In September, Project Zero discovered a bug in Windows 8.1, allowing a malicious user to gain administrative access. To their credit, they granted Microsoft their standard 90-day window to release a patch, but when Patch Tuesday fell only two days later, the vulnerability was published. Whilst it is important that researchers follow up on their claims, otherwise vendors have no incentive to fix the bugs, in this case the inflexibility appears unfair.
Then in October, the same team uncovered three Apple OS X zero-days, publishing these again after 90 days along with proof-of-concept exploit code. Revealing the vulnerabilities in rival’s systems might appear quite crafty, but distributing tools to break into these networks is very devious. If Google’s security was excellent then you could excuse them from targeting competitors, but the number of unfixed Android bugs undermines this stance. They have since relaxed their approach, granting vendors another 14 days if a patch is scheduled, but publishing offensive code should not be condoned.
However, the key issue here is not that Project Zero publicise vulnerabilities, nor that they shame other companies’ insecurity. Indeed, pressuring vendors to improve security is important as it barely factors in their current strategies. The problem is that Google can hurl vulnerabilities at their rivals through an affiliated group and these competitors cannot return fire. What we need are more Project Zero’s.

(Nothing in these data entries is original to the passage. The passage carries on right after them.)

PR #219, opened 2023-01-19
use same graph for dcat and files to avoid bug

bdevloed:
cf OP-2069

Work around bug in dump-file publisher when deleting old dumps https://github.com/lblod/delta-producer-dump-file-publisher/pull/6


claire-lovisa (approved):
Does it require to migrate previous files info ? To put them in this new graph ? Or will it get fixed by itself when a new dump file is created ?

bdevloed:
Indeed, in it does. But I think it's best to clean up everything instead. As in, the history will not be kept after this update anyway.
So I left out the migration I wrote before. I can still add it though.

nbittich (approved):

claire-lovisa:
nice :ok_hand:

nbittich (approved):

PR #226, opened 2023-01-25
migration to delete mandatarissen, and person

nbittich:
OP-2073

I've recreated the branch from @iurianu  and cherry picked his commit since the previous branch was based on development branch instead of master


claire-lovisa (changes requested):
The mandatarissen have contact points that need to be deleted, and the contact points have addresses that also need to be cleaned up.

claire-lovisa:
Also the curl call isn't working, maybe try targetting the relationship between the person and the mandataris ?

claire-lovisa (approved):

PR #229, opened 2023-01-28
mu search delta script

nbittich:
history is kept in a file and not in db. this file is git ignored.


claire-lovisa (approved):
Tested and approved :smile:

PR #231, opened 2023-01-31
Migration to remove region

iurianu:
OP-1994 | OP-2033


claire-lovisa (changes requested):
You're removing too much data, the locations should remain. The current migration for example also removes the region of multiple other municipalities, such as Gemeente Laarne. I think in this case you only need to delete the link `?werkingsgebiedgeo:sfWithin ?locatie`, not the locatie itself

claire-lovisa (approved):
Can you merge this to master ? Thanks !

PR #234, opened 2023-02-03
remove dummy worship service

iurianu:
OP-2125


claire-lovisa (commented):
Did the curl call work for you ? Doesn't seem to do its job when I try it

iurianu:
> Did the curl call work for you ? Doesn't seem to do its job when I try it

claire-lovisa:
It still doesn't work for me. Could some else take a look ? (cc @bdevloed haha)
I've been also trying to use the new migrations version here https://github.com/lblod/app-organization-portal/pull/235 and it seemed to work, and in there no need for curl calls, so we could also go with that option

claire-lovisa:
Closing, I'll merge #235 which contains the fix of this PR

PR #235, opened 2023-02-06
Migrations triggering reindex

claire-lovisa:
OP-2117

I used a [currently ongoing PR](https://github.com/lblod/app-organization-portal/pull/234) to test wiring mu-migrations to mu-auth to see how would the reindexing work in our stack. And as a first test, it looks conclusive !

I wired it as a separate service because our previous migrations are full of comments and maybe other things that mu-auth does not like. So if we would go to having just one migrations service, we'd have to also clean older migrations to ensure that the project would be able to run from an empty DB. And I think that it doesn't hurt to keep it as a second service for now, gives us more time to try it out and see how the auto-reindexing goes.

It also means that now, before starting `migrations-triggering-indexing`, some services should be up for the changes to be picked up (triplestore, db, deltanotifier, search, elasticsearch)

### DIFF
--- a/config/migrations-triggering-indexing/2023/20230203150000-remove-dummy-worship.sparql
+++ b/config/migrations-triggering-indexing/2023/20230203150000-remove-dummy-worship.sparql
@@ -48,20 +48,3 @@ DELETE {
     }        
   }
 }
-
-# The associated call to trigger a reindex is :
-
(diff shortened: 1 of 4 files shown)


nbittich (approved):
works as expected 👍🏼

PR #236, opened 2023-02-13
add new codelist

nbittich:
OP-2139


claire-lovisa (changes requested):
As OP is the master of the minister positions (`ere:PositieBedienaar`), we also need to update the logic to create the necessary minister positions on admin unit creation [here](https://github.com/lblod/construct-administrative-unit-relationships-service/blob/master/lib/config.js#L297) I think ?

And we should also probably, for each EB, create a new minister position of type `Waarnemende imam` and export them to Loket ? Otherwise in Loket they will not have the option to select this position type

claire-lovisa (approved):

PR #239, opened 2023-02-20
Consume mandatarissen, leidinggevenden and worship positions from Loket

bdevloed:
Filter code hosted (for now) here: https://github.com/bdevloed/consumer-dispatcher

The initial sync should take about 10 mins. Incoming data is stored in the ingest-graph

Dispatching/filtering is based on the config: https://github.com/bdevloed/consumer-dispatcher/blob/master/dispatch-config.js

Inital version is only based on types. Not yet additional filter criteria


config/loket-consumer/leidinggevenden-dispatching/initial-sync-dispatching.js
```diff
@@ -36,20 +36,24 @@ async function dispatch(lib, data) {
...
-          endpoint,
-          BATCH_SIZE,
-          MAX_DB_RETRY_ATTEMPTS,
-          SLEEP_BETWEEN_BATCHES,
-          SLEEP_TIME_AFTER_FAILED_DB_OPERATION
-        )
-      }
+    let transformedInsertTriples;
+    try {
+      transformedInsertTriples = await transformStatements(fetch, originalInsertTriples);
```
claire-lovisa, line 41: This file is fine but I see that the delta sync file for leidinggevenden still contains .then(), it should be replaced by awaits to ensure the order of execution, especially as we do deletes and inserts :smile:

claire-lovisa:
I updated the code to:
- Adapt the migrations to the hardsplit
- Use the delta-consumer updates where it can now give context on received deltas

bdevloed:
@claire-lovisa I cannot formally approve this PR since I created it originally. But the updates/refactoring works as expected. :-)

claire-lovisa:
Thanks for taking the time to review and test @bdevloed ! :dancers: 

Waiting for the go of Sofie on OP-2264 before merging

PR #243, opened 2023-02-28
Feat/remove beheerder

nbittich:


claire-lovisa (approved):
The migrations renaming means they might re-run on dev ? Not sure if it's on purpose so i'm just mentioning it in case :sweat_smile:

nbittich:
@claire-lovisa  it is on purpose, otherwise they were set for 01/04/2023 😬

PR #244, opened 2023-02-28
Feature/extend public producer

bdevloed:
Extended for Loket
Saving wip here. will rebase and test further before getting it out of draft


claire-lovisa (approved):
I might have missed parts of it without the consumer, but from what I see it looks fine ! I am not sure why the commit "[Enable local involvements for central worship services](https://github.com/lblod/app-organization-portal/pull/244/commits/c5e1436ea8fed2e4ff609d22a41cc0ab9e86104e)" is there but it's already on prod so I guess it's OK :thinking:

PR #251, opened 2023-03-07
Incident/move change event

nbittich:
OP-2216


claire-lovisa (changes requested):
On top the the status update, we also need to change the resulting org no ? 
image

claire-lovisa (approved):

PR #1805, opened 2020-09-25
Heap Tracker

sschriner:


manticore/native/heap_tracking/hook_malloc_library.py
```diff
@@ -0,0 +1,236 @@
...
+    initial_state.context['mmap'] = mmap
+    initial_state.context['munmap'] = munmap
+
+
+def hook_mmap_return(state: State):
+    """ Hook to process munmap information and add a function hook to the callsite of munmap (which should 
+    be inside malloc or another function inside of malloc which calls munmap), post execution of the
+    munmap call.
+    """
+    ret_val = state.cpu.read_register("RAX")
```
ekilmer, line 64: This register should be more generic, if possible

manticore/native/heap_tracking/hook_malloc_library.py
```diff
@@ -0,0 +1,236 @@
...
+    logger.info(f"mmap ret val: {hex(ret_val)}")
+
+    state.context["malloc_lib"].process_mmap(ret_val, state.context["mmap_args"])
+    del state.context["mmap_args"]
+
+    logger.debug(f"Unhooking mmap return in malloc in state: {state.id}")
+    state.remove_hook(state.cpu.read_register("RIP"), hook_mmap_return)
```
ekilmer, line 71: I think there might be a generic `PC` register?

ekilmer (commented):
After some tests are added, I'll review it a bit more. Looking good so far!

I made a few comments on the use of specific register names, which is fine for now, but we should either try to disallow inclusion of this functionality for anything except x86-64 or make the registers more generic to work on the supported architectures

manticore/native/heap_tracking/hook_malloc_library.py
sschriner: I think there's a function that's used in the invoke_model code that I can use to replace some of the X86 specific reg names here

SonyViao (approved):

ekilmer (commented):
Looking good! Just a few comments

manticore/native/heap_tracking/hook_malloc_library.py
```diff
@@ -0,0 +1,376 @@
...
+MMAP_SYS_NUM: int
+MUNMAP_SYS_NUM: int
+
+
+def load_ret_addr(state: State) -> int:
+    """Loads the return address of a function from the stack
+    (Assuming the next instruction to be executed is the start of a function call)
+    """
+    stack_location = state.cpu.read_register("STACK")
+    ret_addr = state.cpu.read_int(stack_location, state.cpu.address_bit_size)
```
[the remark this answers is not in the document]
pgoodman: Anvill encodes return address info :-) These encode the location of the return address on entry to a function, i.e. just after a `call` instruction has been executed and brought us to the first instruction of a function.

[amd64](https://github.com/lifting-bits/anvill/blob/master/anvill/python/anvill/arch.py#L327-L328)
[x86](https://github.com/lifting-bits/anvill/blob/master/anvill/python/anvill/arch.py#L563-L564)
[aarch64](https://github.com/lifting-bits/anvill/blob/master/anvill/python/anvill/arch.py#L936-L937)

Manticore doesn't do sparc32/64, but does to armv7. My guess is it uses a link pointer register as well.

PR #1806, opened 2020-09-30
Use the PTable Python module to implement prettytable

khorben:
The original prettytable Python module was hosted on Google Code, and is
no longer maintained. PTable is a fork of prettytable, as found at
https://pypi.org/project/PTable/.

### DIFF
--- a/setup.py
+++ b/setup.py
@@ -63,7 +63,7 @@ setup(
     install_requires=[
         "pyyaml",
         "pysha3",
-        "prettytable",
+        "PTable",
         "ply",
         "rlp",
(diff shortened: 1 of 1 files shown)


ehennenfent:
Thanks for the PR! As it happens, over the past few days, `prettytable` seems to have risen from the dead. A new release was pushed just yesterday - the first since 2013. Since it seems to be a bit [more active](https://github.com/jazzband/prettytable/pulse/monthly) than [PTable](https://github.com/kxxoling/PTable/pulse/monthly), we're going to stick with it for now unless we run into problems.

PR #1811, opened 2020-10-06
native/cpu/x86: Add support for CPUID EAX=80000000h

woodruffw:
`cpuid` with `EAX=80000000h` is meant to return the highest "extended function" ID back via `EAX`.

Both Intel's and AMD's docs are a little oblique when it comes to what exactly an "extended function" ID *is*, but it *seems* to just be another `EAX` value (i.e., `CPUID` "leaf") with the high bit (i.e. `EAX=8xxxxxxxh`) set.

Longer term, we should probably support some of these higher extended functions/leaves. In particular, it looks like recent versions of the Linux VDSO check for `CPUID EAX=80000001h` and then check if `EDX.RDTSCP[bit 27]` is high in order to use `rdtscp` (in lieu of `rdtsc` + a serializing hack?).

### DIFF
--- a/manticore/native/cpu/x86.py
+++ b/manticore/native/cpu/x86.py
@@ -961,6 +961,10 @@ class X86Cpu(Cpu):
                 0x0: (0x00000000, 0x00000000, 0x00000000, 0x00000000),
                 0x1: (0x00000000, 0x00000000, 0x00000000, 0x00000000),
             },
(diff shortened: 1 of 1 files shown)


ekilmer (approved):
This runs fine in this repo's tests and on our other binaries. Thank you!

woodruffw:
Awesome. I don't have merge perms, so I'll leave that to you or whoever else feels like it 😉

PR #1816, opened 2020-10-30
Ignore Gas Calculations by Default

ehennenfent:
As I understand it, this is necessary to get the [building secure contracts](https://github.com/crytic/building-secure-contracts) repo passing by default. It's also a frequent first step for real-world EVM analysis, so perhaps it will save some time.

The tests are performing suspiciously well locally. I would have expected some changes to be required. Let's see how GH Actions handles them.


feliam (approved):
refreshing diff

In a world where all tech giants possess an offensive hacking team, if bugs are responsibly disclosed, security for everyone improves. Rather than the public being held to ransom through corporate bickering, as appeared to occur in the Windows case, Microsoft could respond by highlighting the vulnerabilities in Chrome that need addressing. Security finally starts to become a competitive advantage as companies try to avoid public shaming over their insecure systems, and vendors actually invest more time testing products before they are released. There is a risk that in the blizzard of vulnerability reports, consumers might become blasé over bug announcements, but over time the average security of software should only increase.